Now even when successful, there are still the collateral problems that must be dealt with. Vancouver's waterfront developments have put tense pressures on nearby, low-income areas. All the development energy unbridled tends to destabilise vulnerable communities, leading to displacement and victimisation. At a different level, when you mix density with a diversity of land uses in close proximity, there can be some very rough interfaces and the environment can get pretty overbearing. And then, because the new waterfronts are so popular, residential use has been out-bidding all other uses, especially commercial. As a result, in recent months they have had to take decisive action to protect the key office areas from housing and to stop the conversion of office buildings to housing.

The regulatory framework and planning arrangements to manage this level of change and foster the architectural quality have required a re-invention of City Hall. They call the result the 'co-operative planning process' where citizens, developers, politicians, and city officials are brought together to work in concert on the new communities.

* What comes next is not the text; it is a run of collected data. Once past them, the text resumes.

PR #1745, opened 2023-06-25
enable paginating ssh keys

jchorl:
Thanks for the great lib.

I cut https://gitlab.com/gitlab-org/gitlab/-/merge_requests/124539 to try to get the docs change in. I was building some automation over my gitlab and found that this works.

### DIFF
--- a/users.go
+++ b/users.go
@@ -411,7 +411,7 @@ type SSHKey struct {
 
 // ListSSHKeysOptions represents the available ListSSHKeys options.
 //
-// These are undocumented as of 2023/06/25 but empirically work.
+// GitLab API docs: https://docs.gitlab.com/ee/api/users.html#list-ssh-keys
 type ListSSHKeysOptions ListOptions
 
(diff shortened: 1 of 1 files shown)


users.go
```diff
@@ -409,11 +409,16 @@ type SSHKey struct {
 	ExpiresAt *time.Time `json:"expires_at"`
 }
 
+// ListSSHKeysOptions represents the available ListSSHKeys options.
+//
+// These are undocumented as of 2023/06/25 but empirically work.
```
svanharmelen, line 414:
```suggestion
// GitLab API docs: https://docs.gitlab.com/ee/api/users.html#list-ssh-keys
```

svanharmelen (changes requested):
I'm normally against adding undocumented features, but this one seems very obvious... Yet please just reference the docs to keep things clean 😊

svanharmelen (approved):
LGTM, thanks 👍🏻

There are several key aspects about Vancouver's system that are very helpful in coping with such huge planning areas as Vancouver's waterfront projects:

  • a highly discretionary regulatory framework that fosters experimentation and allows new and better ideas to come into play;
  • an apolitical development approval process;
  • a strong, proactive Planning Department;
  • a service-oriented bureaucracy to manage the actual development applications;
  • a deliberate planning process that builds consensus involves public consultation at every step along the way;
  • a process that brings public and private expertise around one table to plan and design;
  • an education program for City staff about the economics of development so that they can create a development quid pro quo that allows development but requires all the public goods to be offered up by the developer to support that development; and,
  • a whole new suite of standards for public amenities so they can deal equitably with many developers over an extended period of time. 
     
Based on Vancouver's assets and limitations, city planners have designed the kind of waterfronts that Vancouver's citizens want, giving them the kind of future city that they need - to both satisfy Vancouver's existing citizens and entice new citizens that will help them to build the robust, diversified economic and social base that is required. Vancouver's experience and its waterfront mega-projects has allowed it to realise that is the promise of a 'city by design.'

The above is a summary of a presentation from Mr. Larry Beasley, Ex- Co-Director of Planning of City of Vancouver, given to the Hong Kong Canadian Chamber of Commerce on May 24 2006.